Please return the full listing below without altering anything.

================

PR #7706, opened 2025-12-06
refactor replica set

generall:
- **peer-id change on snapshot recovery**
- **move peer state management into a dedicated file**

### DIFF
--- a/lib/collection/src/shards/replica_set/replica_set_state.rs
+++ b/lib/collection/src/shards/replica_set/replica_set_state.rs
@@ -1,0 +1,245 @@
+use std::collections::HashMap;
+
+use schemars::JsonSchema;
+use segment::common::anonymize::Anonymize;
+use serde::{Deserialize, Serialize};
+
+use crate::shards::shard::PeerId;
+
+/// Represents a replica set state
+#[derive(Debug, Deserialize, Serialize, Default, PartialEq, Eq, Clone)]
+pub struct ReplicaSetState {
+    pub is_local: bool,
+    pub this_peer_id: PeerId,
+    peers: HashMap<PeerId, ReplicaState>,
+}
+
+impl ReplicaSetState {
+    pub fn get_peer_state(&self, peer_id: PeerId) -> Option<ReplicaState> {
+        self.peers.get(&peer_id).copied()
+    }
+
+    pub fn set_peer_state(&mut self, peer_id: PeerId, state: ReplicaState) {
+        self.peers.insert(peer_id, state);
+    }
+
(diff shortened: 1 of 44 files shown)


lib/collection/src/shards/replica_set/replica_set_state.rs
```diff
@@ -0,0 +1,245 @@
...
+use serde::{Deserialize, Serialize};
+
+use crate::shards::shard::PeerId;
+
+/// Represents a replica set state
+#[derive(Debug, Deserialize, Serialize, Default, PartialEq, Eq, Clone)]
+pub struct ReplicaSetState {
+    pub is_local: bool,
+    pub this_peer_id: PeerId,
+    peers: HashMap<PeerId, ReplicaState>,
```
generall, line 14: this is now private field. So this PR also changes access to be done through `peers()` getter.

lib/collection/src/shards/replica_set/replica_set_state.rs
```diff
@@ -0,0 +1,245 @@
...
+        self.peers.insert(peer_id, state);
+    }
+
+    pub fn remove_peer_state(&mut self, peer_id: PeerId) -> Option<ReplicaState> {
+        self.peers.remove(&peer_id)
+    }
+
+    pub fn peers(&self) -> &HashMap<PeerId, ReplicaState> {
+        &self.peers
+    }
```
generall, line 32: This getter doesn't clone anymore

lib/collection/src/shards/replica_set/replica_set_state.rs
```diff
@@ -0,0 +1,245 @@
...
+        self.peers
+            .remove(&old_peer_id)
+            .and_then(|replica_state| self.peers.insert(new_peer_id, replica_state));
+    }
+
+    /// Remove all remote peers from the replica set state and activate local peer.
+    pub fn force_local_active(&mut self) {
+        self.peers.clear();
+        self.peers.insert(self.this_peer_id, ReplicaState::Active);
+    }
```
generall, line 86: Those are new functions, both only used in snapshot recovery porcess

lib/collection/src/shards/replica_set/update.rs
```diff
@@ -468,14 +469,11 @@ impl ShardReplicaSet {
...
-                                                ReplicaState::Active
-                                                    | ReplicaState::Resharding
-                                                    | ReplicaState::ReshardingScaleDown
-                                            )
-                                        );
+                                        let is_active = state
+                                            .peers()
+                                            .get(peer_id)
+                                            .map(|state| state.can_be_source_of_truth())
+                                            .unwrap_or(false);
```
generall, line 476: This is changed to avoid partial match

================

Answer for the task ->
PR #7706, opened 2025-12-06
refactor replica set

generall:
- **peer-id change on snapshot recovery**
- **move peer state management into a dedicated file**

### DIFF
--- a/lib/collection/src/shards/replica_set/replica_set_state.rs
+++ b/lib/collection/src/shards/replica_set/replica_set_state.rs
@@ -1,0 +1,245 @@
+use std::collections::HashMap;
+
+use schemars::JsonSchema;
+use segment::common::anonymize::Anonymize;
+use serde::{Deserialize, Serialize};
+
+use crate::shards::shard::PeerId;
+
+/// Represents a replica set state
+#[derive(Debug, Deserialize, Serialize, Default, PartialEq, Eq, Clone)]
+pub struct ReplicaSetState {
+    pub is_local: bool,
+    pub this_peer_id: PeerId,
+    peers: HashMap<PeerId, ReplicaState>,
+}
+
+impl ReplicaSetState {
+    pub fn get_peer_state(&self, peer_id: PeerId) -> Option<ReplicaState> {
+        self.peers.get(&peer_id).copied()
+    }
+
+    pub fn set_peer_state(&mut self, peer_id: PeerId, state: ReplicaState) {
+        self.peers.insert(peer_id, state);
+    }
+
(diff shortened: 1 of 44 files shown)


lib/collection/src/shards/replica_set/replica_set_state.rs
```diff
@@ -0,0 +1,245 @@
...
+use serde::{Deserialize, Serialize};
+
+use crate::shards::shard::PeerId;
+
+/// Represents a replica set state
+#[derive(Debug, Deserialize, Serialize, Default, PartialEq, Eq, Clone)]
+pub struct ReplicaSetState {
+    pub is_local: bool,
+    pub this_peer_id: PeerId,
+    peers: HashMap<PeerId, ReplicaState>,
```
generall, line 14: this is now private field. So this PR also changes access to be done through `peers()` getter.

lib/collection/src/shards/replica_set/replica_set_state.rs
```diff
@@ -0,0 +1,245 @@
...
+        self.peers.insert(peer_id, state);
+    }
+
+    pub fn remove_peer_state(&mut self, peer_id: PeerId) -> Option<ReplicaState> {
+        self.peers.remove(&peer_id)
+    }
+
+    pub fn peers(&self) -> &HashMap<PeerId, ReplicaState> {
+        &self.peers
+    }
```
generall, line 32: This getter doesn't clone anymore

lib/collection/src/shards/replica_set/replica_set_state.rs
```diff
@@ -0,0 +1,245 @@
...
+        self.peers
+            .remove(&old_peer_id)
+            .and_then(|replica_state| self.peers.insert(new_peer_id, replica_state));
+    }
+
+    /// Remove all remote peers from the replica set state and activate local peer.
+    pub fn force_local_active(&mut self) {
+        self.peers.clear();
+        self.peers.insert(self.this_peer_id, ReplicaState::Active);
+    }
```
generall, line 86: Those are new functions, both only used in snapshot recovery porcess

lib/collection/src/shards/replica_set/update.rs
```diff
@@ -468,14 +469,11 @@ impl ShardReplicaSet {
...
-                                                ReplicaState::Active
-                                                    | ReplicaState::Resharding
-                                                    | ReplicaState::ReshardingScaleDown
-                                            )
-                                        );
+                                        let is_active = state
+                                            .peers()
+                                            .get(peer_id)
+                                            .map(|state| state.can_be_source_of_truth())
+                                            .unwrap_or(false);
```
generall, line 476: This is changed to avoid partial match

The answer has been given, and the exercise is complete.